Around 300 people on Wednesday evening joined a march to the Turkish embassy in northern Nicosia organised by the north’s ‘transport minister’ Erhan Arikli to show “respect to the motherland”, Turkey, in the wake of a wave of protests organised in the north against the ruling coalition’s legalisation of the wearing of hijabs by children at public schools.
Arikli had called the protest on amid a gathering of around 13,000 Turkish Cypriots on Tuesday night to protest the move, but took the most umbrage at a protest teachers had staged outside the embassy two weeks ago, at which Cyprus Turkish secondary education teachers’ union (Ktoeos) leader Selma Eylem called on ambassador Ali Murat Basceri to “go home”.
The protest began at Kugulu Park, in the moat of Nicosia’s Venetian walls, with demonstrators making the short trip to the Turkish embassy.
Protesters waved flags of Turkey and of the ‘TRNC’, while no secret was made of the fact that a significant proportion of those demonstrating were those who have moved to Cyprus after 1974, with a banner being unfurled at the front of the crowd reading, “we came, we settled, our only aim is brotherhood!”.
Other slogans on banners held aloft included, “this homeland is ours, all of ours”, “motherland, we are with you”, and, “we love you, Ayse”, in reference to the phrase “let Ayse go on holiday” uttered in July 1974 by then-Turkish Foreign Minister Turhan Gunes to give the go-ahead for the invasion of Cyprus.
One banner also read, “not go home, welcome!”, in reference to Eylem’s words aimed at Basceri at the protest two weeks ago.


Once the protest arrived outside the embassy, Arikli made a speech in which he first described the matter of whether hijabs will be legalised in school as an “artificial crisis”, and added, “we are here to respond to those who knowingly and willingly created the headscarf crisis”.
He also criticised Eylem’s “go home” comment, and offered criticism for other trade unions for “not reacting” to it and for “not asking, ‘is that not a shameful thing to say?’”, before adding, “they will call us discriminatory and racist for doing this, but there is no discrimination or racism in our blood”.
“The union in question will tell the ambassador to ‘go home’ and the choir next to is will say ‘Ayse, go home’. This is unacceptable,” he said.
He then called on ‘education minister’ Nazim Cavusoglu to open investigations into the teachers who even after the wearing of hijabs in schools was re-legalised on Tuesday night, refused to teach classes containing children wearing hijabs on Wednesday, before turning his attention back to Tuesday night’s protest.

“Was there even one photograph of Ataturk at yesterday’s demonstration?
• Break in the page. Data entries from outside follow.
Issue #3309, opened 2025-12-25
Add support of the DIGEST command


PragmaTwice:
Refer to https://redis.io/docs/latest/commands/digest/.

chakkk309:
Hi, may i pick up this issue?

PR #3317, opened 2025-12-30
feat(delex): Implement DELEX Command

### LINKED ISSUE #3310: Add support of the DELEX command
https://redis.io/docs/latest/commands/delex/.

Depends on #3309.

Valay17:
Fixes #3310

Implement DELEX Command

Digest function commented out


src/commands/cmd_string.cc
```diff
@@ -108,6 +108,56 @@ class CommandGetEx : public Commander {
...
+        opt_ = '2';
+        hash_or_val_ = GET_OR_RET(parser.TakeStr());
+      } else if (parser.EatEqICase("ifeq")) {
+        opt_ = '3';
+        hash_or_val_ = GET_OR_RET(parser.TakeStr());
+      } else if (parser.EatEqICase("ifne")) {
+        opt_ = '4';
+        hash_or_val_ = GET_OR_RET(parser.TakeStr());
+      } else {
+        return {Status::RedisParseErr, errInvalidSyntax};
```
PragmaTwice, line 129: Please use an `enum class` instead of meaningless chars like `1`, `2`, `3`, `4`.

src/types/redis_string.cc
```diff
@@ -181,6 +182,48 @@ rocksdb::Status String::GetEx(engine::Context &ctx, const std::string &user_key,
   return rocksdb::Status::OK();
 }
 
+rocksdb::Status String::DelEX(engine::Context &ctx, const std::string &user_key, std::optional<char> &opt_,
+                              std::optional<std::string> &hash_or_val_, std::optional<bool> &res_) {
```
```suggestion
rocksdb::Status String::DelEX(engine::Context &ctx, const std::string &user_key, const DelExOption &option, bool &deleted) {
```

src/types/redis_string.cc
```diff
@@ -181,6 +182,48 @@ rocksdb::Status String::GetEx(engine::Context &ctx, const std::string &user_key,
...
+  }
+  switch (opt_.value()) {
+    case '1':
+      if (hash_or_val_.value() == "12345") {  // StringDigest(value)
+        res_ = true;
+      }
+      break;
+    case '2':
+      if (hash_or_val_.value() != "12345") {  // StringDigest(value)
+        res_ = true;
```
PragmaTwice: You can just add the StringDigest function, otherwise this PR cannot be merged.

tests/cppunit/types/string_test.cc
```diff
@@ -367,4 +528,4 @@ TEST_F(RedisStringTest, LCS) {
                     },
                     4},
                    std::get<StringLCSIdxResult>(rst));
-}
+}
```
PragmaTwice:
```suggestion
}

```

PragmaTwice (commented):
Hey thank you for your contribution, could you please add some golang test cases?

src/commands/cmd_string.cc
Valay17: Understood. I’ll replace these with an enum class.

src/types/redis_string.cc
Valay17: Understood. I’ll add the StringDigest function before the final PR.

Valay17:
Thank you @PragmaTwice, I am working on them

src/types/redis_string.cc
```diff
@@ -181,6 +182,48 @@ rocksdb::Status String::GetEx(engine::Context &ctx, const std::string &user_key,
...
 }
 
+rocksdb::Status String::DelEX(engine::Context &ctx, const std::string &user_key, DelExOption &option,
+                              std::optional<std::string> &hash_or_value, bool &deleted) {
+  std::string ns_key = AppendNamespacePrefix(user_key);
+  std::string value;
+  rocksdb::Status s = getValue(ctx, ns_key, &value);
+  if (!s.ok() || s.IsNotFound()) {
+    return s;
+  }
```
git-hulk: `IsNotFound` is included by `!s.ok()`

```suggestion
  if (!s.ok()) return s;
```

git-hulk:
@Valay17 I think we could add a digest util function in this PR, so that other PRs won't block it. cc @PragmaTwice

Valay17:
Sure, will add it as well and also update the places where I have commented it, also a question regarding the placement of the header files xxh3.h and xxhash.h, which directory would be appropriate to place it in?

src/types/redis_string.h
```diff
@@ -34,6 +34,8 @@ struct StringPair {
   Slice value;
 };
 
+enum class DelExOption { NONE, IFDEQ, IFDNE, IFEQ, IFNE };
```
PragmaTwice: Maybe like this? We can also put the value inside it.

```suggestion
struct DelExOption {
  enum Type { NONE, IFDEQ, IFDNE, IFEQ, IFNE };
  Type type;
  std::string value;
};
```

PragmaTwice:
> Sure, will add it as well and also update the places where I have commented it, also a question regarding the placement of the header files xxh3.h and xxhash.h, which directory would be appropriate to place it in?

You don't need to place the header file, these will be automatically fetched and put into your build dir: https://github.com/apache/kvrocks/blob/unstable/cmake/xxhash.cmake.

You can just `#include "xxh3.h"`.

Valay17:
Perfect! Will add it accordingly and also change enum to struct

Valay17:
Hi, could you please tell me what is the reason for my go test cases failure?

src/commands/cmd_string.cc
```diff
@@ -108,6 +108,51 @@ class CommandGetEx : public Commander {
...
+ public:
+  Status Parse(const std::vector<std::string> &args) override {
+    if (args.size() > 4) {
+      return {Status::RedisParseErr, errWrongNumOfArguments};
+    }
+
+    CommandParser parser(args, 2);
+    while (parser.Good()) {
+      if (parser.EatEqICase("ifdeq")) {
+        option = {DelExOption::Type::IFDEQ, GET_OR_RET(parser.TakeStr())};
```
PragmaTwice:
```suggestion
        option = {DelExOption::IFDEQ, GET_OR_RET(parser.TakeStr())};
```

src/types/redis_string.cc
```diff
@@ -181,6 +182,47 @@ rocksdb::Status String::GetEx(engine::Context &ctx, const std::string &user_key,
...
+      }
+      break;
+    case DelExOption::Type::IFNE:
+      if (option.value != value) {
+        deleted = true;
+      }
+      break;
+    default:
+      return rocksdb::Status::InvalidArgument();
+      break;
```
```suggestion
      return rocksdb::Status::InvalidArgument();
```

src/types/redis_string.cc
```diff
@@ -181,6 +182,47 @@ rocksdb::Status String::GetEx(engine::Context &ctx, const std::string &user_key,
...
 
+rocksdb::Status String::DelEX(engine::Context &ctx, const std::string &user_key, DelExOption &option, bool &deleted) {
+  std::string ns_key = AppendNamespacePrefix(user_key);
+  std::string value;
+  rocksdb::Status s = getValue(ctx, ns_key, &value);
+  if (!s.ok()) return s;
+
+  if (option.type == DelExOption::Type::NONE && option.value == "") {
+    return storage_->Delete(ctx, storage_->DefaultWriteOptions(), metadata_cf_handle_, ns_key);
+  }
```
```suggestion
  if (option.type == DelExOption::Type::NONE) {
    deleted = true;
    return storage_->Delete(ctx, storage_->DefaultWriteOptions(), metadata_cf_handle_, ns_key);
  }
```

src/types/redis_string.cc
```diff
@@ -181,6 +182,47 @@ rocksdb::Status String::GetEx(engine::Context &ctx, const std::string &user_key,
   return rocksdb::Status::OK();
 }
 
+rocksdb::Status String::DelEX(engine::Context &ctx, const std::string &user_key, DelExOption &option, bool &deleted) {
```
```suggestion
rocksdb::Status String::DelEX(engine::Context &ctx, const std::string &user_key, const DelExOption &option, bool &deleted) {
```

src/commands/cmd_string.cc
```diff
@@ -108,6 +108,51 @@ class CommandGetEx : public Commander {
...
+
+  Status Execute(engine::Context &ctx, Server *srv, Connection *conn, std::string *output) override {
+    redis::String string_db(srv->storage, conn->GetNamespace());
+    auto s = string_db.DelEX(ctx, args_[1], option, deleted);
+
+    if (!s.ok() && !s.IsNotFound()) {
+      return {Status::RedisExecErr, s.ToString()};
+    }
+
+    if (s.IsNotFound() || (option.type == DelExOption::Type::NONE && !deleted)) {
```
PragmaTwice:
```suggestion
    if (s.IsNotFound() || !deleted) {
```

src/common/string_util.h
```diff
@@ -80,7 +81,8 @@ std::string StringJoin(const T &con, F &&f, std::string_view sep = ", ") {
 
 template <typename T>
 std::string StringJoin(const T &con, std::string_view sep = ", ") {
-  return StringJoin(con, [](const auto &v) -> decltype(auto) { return v; }, sep);
+  return StringJoin(
+      con, [](const auto &v) -> decltype(auto) { return v; }, sep);
```
PragmaTwice: please revert this.

tests/gocase/unit/type/strings/strings_test.go
```diff
@@ -277,6 +277,79 @@ func testString(t *testing.T, configs util.KvrocksServerConfigs) {
...
+		value := "test-strings-value69"
+		require.NoError(t, rdb.Set(ctx, key, value, 0).Err())
+		require.Equal(t, value, rdb.Get(ctx, key).Val())
+		
+		// More than 4 args
+		require.Error(t, rdb.Do(ctx, "DelEX", "test-string-key69", "random", "random", "random").Err())
+		//Incorrect option
+		require.Error(t, rdb.Do(ctx, "DELEX", "test-string-key69", "random", "random").Err())
+		//True cases for all options
+		//digest := rdb.Do(ctx, "DIGEST", value).Val().(string)
```
PragmaTwice: why it's commented?

src/types/redis_string.h
```diff
@@ -34,6 +34,12 @@ struct StringPair {
   Slice value;
 };
 
+struct DelExOption {
+  enum class Type { NONE, IFDEQ, IFDNE, IFEQ, IFNE };
+  Type type;
+  std::string value;
+};
```
PragmaTwice, line 44:
```suggestion
struct DelExOption {
  enum class Type { NONE, IFDEQ, IFDNE, IFEQ, IFNE };
  Type type;
  std::string value;
  
  DelExOption() : type(None) {}
  DelExOption(Type type, std::string value) : type(type), value(std::move(value)) {}
};
```

src/commands/cmd_string.cc
```diff
@@ -108,6 +108,51 @@ class CommandGetEx : public Commander {
...
+      *output = redis::Integer(0);
+    } else {
+      *output = redis::Integer(1);
+    }
+    return Status::OK();
+  }
+
+ private:
+  DelExOption option = {DelExOption::Type::NONE, ""};
```
PragmaTwice:
```suggestion
  DelExOption option;
```

PragmaTwice:
> Hi, could you please tell me what is the reason for my go test cases failure?

Please check the CI log: https://github.com/apache/kvrocks/actions/runs/20613605397/job/59205809804

Please note that you should build and test your changes on your local before pushing them. You don't need to wait for the upstream CI.

Refer to https://kvrocks.apache.org/community/contributing.

src/commands/cmd_string.cc
Valay17: I am using enum class instead of enum, please let me know if I should switch from enum class to enum

tests/gocase/unit/type/strings/strings_test.go
Valay17: It depends on the DIGEST command which is yet to be implemented in the issue #3309 once that is done, just need to uncomment

src/commands/cmd_string.cc
PragmaTwice: You can just use enum.

Valay17:
Hi, I have done all the changes and confirmed all testcases are running on my end, please check and let me know if there's any other changes I should be making, thanks!

src/types/redis_string.cc
```diff
@@ -182,6 +183,48 @@ rocksdb::Status String::GetEx(engine::Context &ctx, const std::string &user_key,
...
 }
 
+rocksdb::Status String::DelEX(engine::Context &ctx, const std::string &user_key, const DelExOption &option,
+                              bool &deleted) {
+  std::string ns_key = AppendNamespacePrefix(user_key);
+  std::string value;
+  rocksdb::Status s = getValue(ctx, ns_key, &value);
+  if (!s.ok()) return s;
+
+  if (option.type == DelExOption::NONE && option.value == "") {
```
```suggestion
  if (option.type == DelExOption::NONE) {
```

src/types/redis_string.cc
```diff
@@ -182,6 +183,48 @@ rocksdb::Status String::GetEx(engine::Context &ctx, const std::string &user_key,
   return rocksdb::Status::OK();
 }
 
+rocksdb::Status String::DelEX(engine::Context &ctx, const std::string &user_key, const DelExOption &option,
+                              bool &deleted) {
+  std::string ns_key = AppendNamespacePrefix(user_key);
+  std::string value;
+  rocksdb::Status s = getValue(ctx, ns_key, &value);
+  if (!s.ok()) return s;
```
PragmaTwice: If DelExOption is NONE, we don't need to get this value.

src/types/redis_string.cc
```diff
@@ -182,6 +183,48 @@ rocksdb::Status String::GetEx(engine::Context &ctx, const std::string &user_key,
   return rocksdb::Status::OK();
 }
 
+rocksdb::Status String::DelEX(engine::Context &ctx, const std::string &user_key, const DelExOption &option,
+                              bool &deleted) {
+  std::string ns_key = AppendNamespacePrefix(user_key);
```
PragmaTwice, line 190:
```suggestion
                              bool &deleted) {
  deleted = false;
  std::string ns_key = AppendNamespacePrefix(user_key);
```

src/common/string_util.h
PragmaTwice: check it again.

src/types/redis_string.cc
```diff
@@ -182,6 +183,49 @@ rocksdb::Status String::GetEx(engine::Context &ctx, const std::string &user_key,
...
+  deleted = false;
+  std::string ns_key = AppendNamespacePrefix(user_key);
+  std::string value;
+  rocksdb::Status s = getValue(ctx, ns_key, &value);
+  if (!s.ok()) return s;
+
+  if (option.type == DelExOption::NONE) {
+    deleted = true;
+    return storage_->Delete(ctx, storage_->DefaultWriteOptions(), metadata_cf_handle_, ns_key);
+  }
```
```suggestion
  if (option.type == DelExOption::NONE) {
    deleted = true;
    return storage_->Delete(ctx, storage_->DefaultWriteOptions(), metadata_cf_handle_, ns_key);
  }

  std::string value;
  rocksdb::Status s = getValue(ctx, ns_key, &value);
  if (!s.ok()) return s;
```

PragmaTwice:
All CI is still failing.

Please ensure c++ and golang tests pass before you request for review.

Valay17:
Confirmed 3 times that both cpp and go tests are running locally, please review, thanks

Valay17:
For clang-tidy, it is telling me this, could guide me on how to go ahead with it:
 if (s.IsNotFound() || !deleted) {
      |                            ^~~~~~~~
      |                            deleted_
  DelExOption option;
      |               ^~~~~~
      |               option_
 should I rename all variables with underscores at end? or keep them as is?
 
 also the GO test is failing for TestClusterReset, for this one:
 [Build and test (Darwin Clang arm64 with OpenSSL, macos-14, auto, -DENABLE_OPENSSL=ON)](https://github.com/apache/kvrocks/actions/runs/20650464268/job/59294920722?pr=3317#logs)
 
 all others are passing

src/commands/cmd_string.cc
```diff
@@ -108,6 +108,51 @@ class CommandGetEx : public Commander {
...
+      *output = redis::Integer(0);
+    } else {
+      *output = redis::Integer(1);
+    }
+    return Status::OK();
+  }
+
+ private:
+  DelExOption option;
+  bool deleted = false;
```
git-hulk: 1. `option` should be renamed to `option_`.
2. deleted can be a function variable instead of the class's variable.

src/types/redis_string.cc
```diff
@@ -182,6 +183,52 @@ rocksdb::Status String::GetEx(engine::Context &ctx, const std::string &user_key,
   return rocksdb::Status::OK();
 }
 
+rocksdb::Status String::DelEX(engine::Context &ctx, const std::string &user_key, const DelExOption &option,
+                              bool &deleted) {
+  deleted = false;
+  std::string ns_key = AppendNamespacePrefix(user_key);
```
git-hulk: This can prevent returning `deleted=true` along with an error while it fails to delete the key from db.
```suggestion
  deleted = false;

  std::string val;
  std::string ns_key = AppendNamespacePrefix(user_key);
  rocksdb::Status s = getValue(ctx, ns_key, &val);
  if (!s.ok()) return s;

  bool matched = false;
  switch (option.type) {
    case DelExOption::NONE:
      matched = true;
      break;
    case DelExOption::IFDEQ:
      matched = option.value == util::StringDigest(val);
    case DelExOption::IFDNE:
      matched = option.value != util::StringDigest(val);
      break;
    case DelExOption::IFEQ:
      matched = option.value == val;
      break;
    case DelExOption::IFNE:
      matched = option.value != val;
      break;
    default:
      return rocksdb::Status::InvalidArgument();
  }
  if (matched) {
    s = storage_->Delete(ctx, storage_->DefaultWriteOptions(), metadata_cf_handle_, ns_key);
    deleted = s.ok();
    return s;
  }
```

src/commands/cmd_string.cc
Valay17: Thank you for the clarification, I have done the changes accordingly

src/types/redis_string.cc
Valay17: Agreed. At the moment, the Execute function in cmd_string is already written with this behavior in mind. Please let me know if you’d prefer that I keep it as it is, or if you’d like me to update it based on your suggestion.

My main reason for keeping it this way is that the Exists command checks for the key a bit more efficiently. Since the “no arguments” case is really just about verifying whether the key exists (and then deleting it), this approach felt slightly faster than calling getValue.

That said, I wasn’t completely sure whether the Delete function already handles this internally, as I couldn’t fully confirm it by tracing the parent function calls. I’m happy to adjust this if there’s a clearer or more preferred approach. Thank You!

git-hulk: @Valay17 Thanks for getting back to me so quickly. 

> My main reason for keeping it this way is that the Exists command checks for the key a bit more efficiently. 

`KeyExist` in Kvrocks also uses the `rocksdb::Get` to fetch the key value. So maybe we can make this code simple if possible.

> That said, I wasn’t completely sure whether the Delete function already handles this internally, as I couldn’t fully confirm it by tracing the parent function calls. 

The Delete function only append a delete entry on its WAL, so it won't check if a key has been existed or not.

git-hulk (approved):

PragmaTwice (approved):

I did not see any. Was there even one Turkish flag or one TRNC flag? Maybe there were one or two, but people brought them for personal reasons,” he said.
The crowd responded to this first by booing and then by waving their own Turkish flags.
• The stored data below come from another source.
PR #3318, opened 2025-12-31
feat(string): Add to Support MSETEX Command

### LINKED ISSUE #3307: Add support of the MSETEX command
### Search before asking

### Motivation

Refer to https://redis.io/docs/latest/commands/msetex/.

### Solution

_No response_

ggyuchive:
## Issue
closes #3307 

## Description
In redis, it supports MSETEX which supports MSET with TTL options from v8.4.0.
Syntax of `MSETEX` is below.
```
MSETEX numkeys key value [key value ...] [NX | XX] [EX seconds |
  PX milliseconds | EXAT unix-time-seconds |
  PXAT unix-time-milliseconds | KEEPTTL]
```
This change adds support for the `MSETEX` command in kvrocks, making it compatible with Redis.

- Reference: https://redis.io/docs/latest/commands/msetex/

Arikli also made explicit reference in his speech to the number of people who moved to Cyprus after 1974 who had joined the protest, saying, “we, who came after 1974, consider these lands as our homeland, just as those of us who came after 1571 consider these lands as our homeland”.
1571 was the year Cyprus was conquered by the Ottoman Empire.
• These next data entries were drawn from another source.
PR #3322, opened 2026-01-02
perf(string): reduce read access in MSETEX

ggyuchive:
When run `MSETEX` command with `NX|XX` and `KEEPTTL`, it access 2*N times for read.
- Reduce read access from 2*N to N.
- Change `Exists` ret type from `int` to `uint32_t`.

### DIFF
--- a/src/types/redis_string.cc
+++ b/src/types/redis_string.cc
@@ -434,38 +434,43 @@ rocksdb::Status String::MSet(engine::Context &ctx, const std::vector<StringPair>
                              bool *flag = nullptr) {
   if (flag) *flag = false;
 
-  auto batch = storage_->GetWriteBatchBase();
-  WriteBatchLogData log_data(kRedisString);
-  auto s = batch->PutLogData(log_data.Encode());
-  if (!s.ok()) return s;
-
-  for (const auto &pair : pairs) {
-    Metadata old_metadata(kRedisNone, false);
-    if (args.type != StringSetType::NONE || args.keep_ttl) {
-      std::string ns_key = AppendNamespacePrefix(pair.key);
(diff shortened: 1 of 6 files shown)


src/types/redis_string.cc
```diff
@@ -395,43 +395,38 @@ rocksdb::Status String::IncrByFloat(engine::Context &ctx, const std::string &use
...
-      return rocksdb::Status::OK();
-    }
-  }
+                             bool *flag = nullptr) {
+  if (flag) *flag = false;
 
   auto batch = storage_->GetWriteBatchBase();
   WriteBatchLogData log_data(kRedisString);
-  rocksdb::Status s = batch->PutLogData(log_data.Encode());
+  auto s = batch->PutLogData(log_data.Encode());
```
PragmaTwice: I think we should get and modify the batch after all checks (e.g. NX/XX checks below). Even we don't write this batch into storage, in transaction mode we'll use this batch to commit. cc @git-hulk

ggyuchive: @PragmaTwice , you're right. This change has an issue in tx mode.
```
127.0.0.1:6666> msetex 1 key1 value1
(integer) 1
127.0.0.1:6666> get key2
(nil)
127.0.0.1:6666> multi
OK
127.0.0.1:6666(TX)> msetex 2 key1 value100 key2 value200 xx
QUEUED
127.0.0.1:6666(TX)> exec
1) (integer) 0
127.0.0.1:6666> get key1
"value100"
127.0.0.1:6666>
```
key1 must be value1 after commit. I will fix it.

PragmaTwice (approved):

git-hulk (approved):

He closed his speech by saying his party the YDP is the “cement of this country” and by promising that on April 26, a bigger demonstration would be held to show the strength of the numbers of both his party and those on the island who support its ideology of Turkish nationalism.
Chants of “Cyprus is Turkish and will remain Turkish!” and “gratitude to the motherland” then erupted from the crowd, before Arikli and the YDP’s other ‘MP’ Talip Atalay gave a wreath to the policemen guarding the embassy’s front gate.
This was also a callback to the teachers’ protest at the embassy two weeks ago, with teachers having left a black wreath outside the embassy on that occasion.
“They left a black wreath here, we shall leave one which is red and white!” Arikli said.